The key thing to remind folks is that while a creative logo can stand out, unless it is easily entered into google to find you, it's more or less worthless. Lots of script/signature logos can be too hard to translate. My line is Sal Cincotta's - and that he does it in white against a black background means I can't post it here and have it show up...

http://salcincotta.com/


----------



## florianbieler.de (Aug 5, 2013)

My logo can be seen as my avatar, its basically a f and b  in my pix I also add a florianbieler.de Photography font underneath. I like to blend it into the remaining picture so that it does not disturb the viewer, and make it only so big that you can easily read it when you watch the pic at 100% size, like here for example.


----------



## Jay Khaos (Aug 5, 2013)

florianbieler.de said:


> My logo can be seen as my avatar, its basically a f and b  in my pix I also add a florianbieler.de Photography font underneath. I like to blend it into the remaining picture so that it does not disturb the viewer, and make it only so big that you can easily read it when you watch the pic at 100% size, like here for example.



Considering this one includes a symbol, name/URL and "photography" I like how you keep it drawn back... secondary to the photos. The photo of the girl is awesome btw



Halfrack said:


> The key thing to remind folks is that while a creative logo can stand out, unless it is easily entered into google to find you, it's more or less worthless. Lots of script/signature logos can be too hard to translate. My line is Sal Cincotta's - and that he does it in white against a black background means I can't post it here and have it show up...
> 
> http://salcincotta.com/



This is my theory as well... It's true that you may get a potential search online, but is one possible client worth 1000+ (or way more) people seeing a watermarked photo versus a clean one?? I guess it all depends on the content and how and where it is being used. If it's client work for a fast-talking small business owner, I'll take every measure to make sure nothing can be stolen before it's purchased lol....


----------



## florianbieler.de (Aug 5, 2013)

I've seen a shetload of horrible, horrible watermarks like plain white comic sans text right in the middle of the picture so I figured if I watermark, I make it less obvious. The main reason I put my logo in the pix is anyway just to screw with people who try to steal and upload them elsewhere or something. Sure they can be almost always removed with a bit of photoshop skill, but that's the reason then I only upload them with 1,5 to 2 megapixels maximum and not in full resolution.


----------



## sleepnever (Aug 5, 2013)

Mine is simple and to the point. Tells you who I am and is a poor man's copyright at the same time. Sometimes you can see it within the image more than other times. I've considered making it a little more transparent, but whatever. 

Not so visible...



Untitled by sleepnever, on Flickr

Highly visible



Untitled by sleepnever, on Flickr


----------



## silvestography (Aug 6, 2013)

This is my most recent logo. All of the work is done in photoshop using mainly paths and rasterized text. I've always had the view that your logo should reflect your work, and given my editing style as of late has been a more faded, film-like look, I've gone with the retro, faded logo. Since it's round, it stays out of the way nicely when I use it for watermarks, which is another thing I think is very important. I'm interested to see what else people are using!


----------



## Hillsilly (Aug 6, 2013)

I've spent hundreds of hours designing, and re-designing, and re-designing and re-designing and re-designing my logo. I play with new shapes, colours, gradients, shadows, embossing, 3D etc etc . Its my hobby. But no matter how many new designs I create, I've only changed it twice in eight years.
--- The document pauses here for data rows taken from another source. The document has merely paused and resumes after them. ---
PR #242, opened 2020-02-07
re-work serializers - remove PersonSerializer

starswan:
Reworked serializers after own personal review


app/controllers/api/v1/people_controller.rb
```diff
@@ -5,7 +5,7 @@ module V1
     class PeopleController < ApiController
       def index
         people = People::Finder.new(filter_params).call
-        paginate people, include: PersonSerializer::INCLUDED_DETAIL
+        paginate Kaminari.paginate_array(people.map(&:latest_profile)), include: ProfileSerializer::INCLUDED_DETAIL
```
spikeheap: Am I right in thinking the use of `Kaminari.paginate_array` will make this portion less efficient (as it will load the entire set of people and profiles in the controller, but the other refactor/removal of person_serializer removes an n+1 set of queries where the serializer for each person loads their profile?

starswan: I think I might have created a massive N+1 problem if this is ever called without a filter. Really PeopleController is a ProfileController

alexdesi: I noticed 
`latest_profile` is a method in the model`Person`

My logo is a stylised "H". Its fairly simple, but uncluttered, clean and professional looking (at least in my opinion). Because I dream of being a movie producer, I've chosen Trajan font for my business name, which appears beside the logo.

I think people put too much importance on a logo. As long as it looks good and is easily reproduceable across different media, that's all you need. For small businesses, the most awesomest logo won't do much if your underlying business isn't performing well.


----------



## LewisShermer (Aug 6, 2013)

Treat it how you would any other piece of graphic design... functional, considered, unobtrusive. Are you putting watermarks on so people know who's taken the shot or to stop people "stealing" your image? You'll see plenty of rubbish photography with watermarks straight through the middle which is bloody pointless because who the heck is going to steal that in the first place? Also, it can appear arrogant. However, if you're doing a commercial job and sending lo-res images to a client for sign off then you should use a watermark to render them useless for sales as this encourages them to not be dickheads and try to get away with unscrupulous techniques. Don't hand over full resolution files 'til after sign-off and payment.

For personal and commissioned work that is being displayed on the internet I think that florianbieler.de has got it right. I'd say florianbieler.de could even have it a little stronger, if not totally white if they wished.

There are plenty of bad examples all over the internet of what not to do.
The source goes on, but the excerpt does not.